Kosei1227 commented 4 weeks ago

to be short, gemma2model did not return past caches, unlike other models. This issue has been resolved from transformer==4.5.0, but since the atypical attention structure(sliding + global). The hybrid caching system has a flaw and does not account for the encoder features we have beforehand. Thus, so far, I successfully modified the hybrid caching and LangBridge modeling. The inference generation runs without errors.

But, I face the issue that the model outputs almost the same answers every time which might be attributed to the

# Assume that there will always only be one token in the decoder inputs, assumption holds for existing HF models <- Really? i need to check
         input_ids = torch.LongTensor([self.lm_tokenizer.bos_token_id])
         input_ids = input_ids.repeat(enc_ids.shape[0], 1).to(self.device)
         attention_mask = torch.ones_like(input_ids)

Could you tell me why you made this inference choice? It's unusual to input only one token to the model to my knowledge.

Edit: to my knowledge, LangBridge adds soft prompts to the inputs, but it seems we only pass the soft prompts from encoders. I might misunderstand the methodology.

Edit2: nvm, I inspected the input ids and it correctly takes the next input ids. hmm, there seems to be another reason why I see mostly identical responses. Did you observe the almost identical responses in your research using LangBridge?

MattYoon commented 3 weeks ago

Did you observe the almost identical responses in your research using LangBridge?

No, I haven't seen that behavior.

The one token I passed to the LM is supposed to be the BOS token. I understand that it looks confusing, but I suspected that the LM will behave wierdly without the explicit BOS token since it was always trained to have one in the beginning.

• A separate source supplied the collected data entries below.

PR #6153, opened 2018-01-23
Suppress system load error messages on Windows

kvch:
The following error message showed up in the logs of a Beat on Windows, because system load is not implemented:
```
{
 "level": "error",
 "timestamp": "2018-01-23T09:39:50.787-0800",
 "caller": "instance/metrics.go:147",
 "message": "Error retrieving load average: not implemented on windows"
}
```

As it is not supported by Windows, the error message is unnecessary. The metrics is not included in the monitoring events of a Beat on a Windows. So the expected `N/A` can show up in the charts.

I separated the `reportSystemLoadAverage` function of metrics into three parts. One includes the function that registers the reporter function built for all supported platforms. But sending the event is only implemented on Darwin and Linux, thus it's in `metrics_darwin_linux`. For Windows the function does not do anything.

### DIFF
--- a/libbeat/cmd/instance/metrics.go
+++ b/libbeat/cmd/instance/metrics.go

Kosei1227 commented 3 weeks ago

I see. So, to my current understanding, LangBridge enforces the encoder-decoder model style without tokenizing the input texts with lm tokenizer.

Even though each input ids after iteration will be tokenized with lm tokenizer, I suspect losing lm tokenized inputs can impact the performance.

Did you attempt the prompt tuning approach to create soft prompts from the encoder?

MattYoon commented 3 weeks ago

Yeah, that's a good point. If I understood correctly, here's a followup work to LangBridge that improves on what you said.

https://arxiv.org/abs/2405.17386

Kosei1227 commented 3 weeks ago

oh, I see. Thank you so much for sharing the paper. yeah, that's exactly what I want. I will try this model soon.